# Dolby Digital over HDMI on HR10-250??



## compgenius3 (Jan 22, 2005)

I'm really sorry if this is somewhere else but I can't seem to find a thread that addresses this issue. My question is whether the HR10-250 can output Dolby Digital 5.1 over the HDMI cable? I'm looking to upgrade my surround sound receiver and need to know how many optical audio inputs i need. If someone knows for sure either way, yes or no, could you please let me know?? Thanks a ton!!


----------



## GadgetJunkies (Sep 8, 2002)

I would think so but I would like to know for cetain as well. I am looking to upgrade my Onkyo receiver as well.


----------



## JimSpence (Sep 19, 2001)

I don't think so, unless the newer AV receivers have HDMI connections. Even if it did, you'd have to split out the digital audio for your receiver,
Just rely on using either coax or optical digital connection.


----------



## TyroneShoes (Sep 6, 2004)

My JVC digital AVR has HDMI inputs, and it processes those inputs for 5.1 DD from my HR-10s.

ATSC broadcasts contain AC-3 audio as one of the packetized streams in the signal.
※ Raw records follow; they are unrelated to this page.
PR #576, opened 2021-01-25
Adds support for unique id

marvin-w:
## Description

This PR adds experimental (opt-in) support for unique ids within the KNX platform. Since XKNX natively does not have the ability to provide unique ids we created our own ones based on data that we think might be unique across an installation.

This PR is tested and working correctly on my local test setup:

image

You can see that with the unique_id feature turned on you can set customize the entity to your liking.

## Type of change

## Checklist:

### DIFF
--- a/xknx/devices/light.py
+++ b/xknx/devices/light.py
@@ -271,6 +271,11 @@ class Light(Device):
         yield from (self.red, self.green, self.blue, self.white)
 
     @property
+    def unique_id(self) -> Optional[str]:
+        """Return unique id for this device."""
+        return f"{self.switch.group_address}"
+
+    @property
     def supports_brightness(self) -> bool:
         """Return if light supports brightness."""
         return self.brightness.initialized
--- a/xknx/devices/light.py
+++ b/xknx/devices/light.py
@@ -273,7 +273,13 @@ class Light(Device):
     @property
     def unique_id(self) -> Optional[str]:
         """Return unique id for this device."""
-        return f"{self.switch.group_address}"
+        if self.switch.group_address is not None:
+            return f"{self.switch.group_address}"
+        else:
+            return (
+                f"{self.red.switch.group_address}_{self.green.switch.group_address}_"
+                f"{self.blue.switch.group_address}_{self.white.switch.group_address}"
+            )
 
     @property
     def supports_brightness(self) -> bool:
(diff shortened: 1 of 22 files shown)


xknx/devices/scene.py
```diff
@@ -42,6 +42,11 @@ def _iter_remote_values(self) -> Iterator[RemoteValueSceneNumber]:
         """Iterate the devices RemoteValue classes."""
         yield self.scene_value
 
+    @property
+    def unique_id(self) -> Optional[str]:
+        """Return unique id for this device."""
+        return f"{self.scene_value.group_address}"
```
farmio, line 48: we should add the scene number as a scene Entity is bound to a scene number and a GA. One GA can have multiple scenes.

xknx/devices/light.py
```diff
@@ -267,6 +267,11 @@ def _iter_remote_values(self) -> Iterator["RemoteValue"]:
             yield color.switch
             yield color.brightness
 
+    @property
+    def unique_id(self) -> Optional[str]:
+        """Return unique id for this device."""
+        return f"{self.switch.group_address}"
```
Lennart99, line 273: I Just wanted to point out that the switch group address for light might be none when the individual colours feature is used. Perhaps we could use the individual colour addresses when switch.group_address is none?

Something like this:
```
if self.switch.group_address is not None:
    return f"{self.switch.group_address}"
else:
    return f"{self.red.switch.group_address}_{self.green.switch.group_address}_{self.blue.switch.group_address}_{self.white.switch.group_address}"
```

farmio:
🤔 when we add value_template to Sensor and BinarySensor users could be tempted to create multiple Entities with the same state_address but different value_templates. This would result in UID duplicates.

marvin-w:
@farmio How should we continue here?

marvin-w:
I adjusted the unique id for scenes to include the scene number.

As the value_template stuff has been declined by HA upstream I would not worry about it too much.

xknx/dpt/dpt_4bit_control.py
```diff
@@ -52,9 +52,9 @@ def _test_boundaries(cls, raw: int) -> bool:
             return 0 <= raw <= cls.APCI_MAX_VALUE
 
     @classmethod
-    def _test_values(cls, control: bool, step_code: int) -> bool:
+    def _test_values(cls, step_code: int) -> bool:
         """Test if input values are valid."""
-        if isinstance(control, bool) and isinstance(step_code, int):
+        if isinstance(step_code, int):
```
marvin-w, line 57: mypy: left operand of condition is always true

kifort:
Big thank you @marvin-w! I can finally start using the home assistant areas with KNX :)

If there is 5.1 encoding available, there are flags set to downmix in the decoder as 5.1. But if the decoder is not capable of decoding to 5.1, it defaults to 2.0 downmixing, which is what most ATSC tuners built in to displays are capable of without external DD equipment such as a AVR. I'm not sure, but I think DVB signals from DBS would be handled similarly.

What that means is that the normal signal that is processed as 5.1 in capable decoding equipment is actually the same exact signal that virtually all non-5.1 equipment (2.0 equipment) gets its audio content from, except it defaults to a 2.0 downmix. A particular receiver may not be set up to process 5.1 from the HDMI cable (and may instead require an optical connection or a one-time routing preference for a particular setup), but the HDMI spec certainly includes it, and the signal typically sent over HDMI includes 5.1 audio if available.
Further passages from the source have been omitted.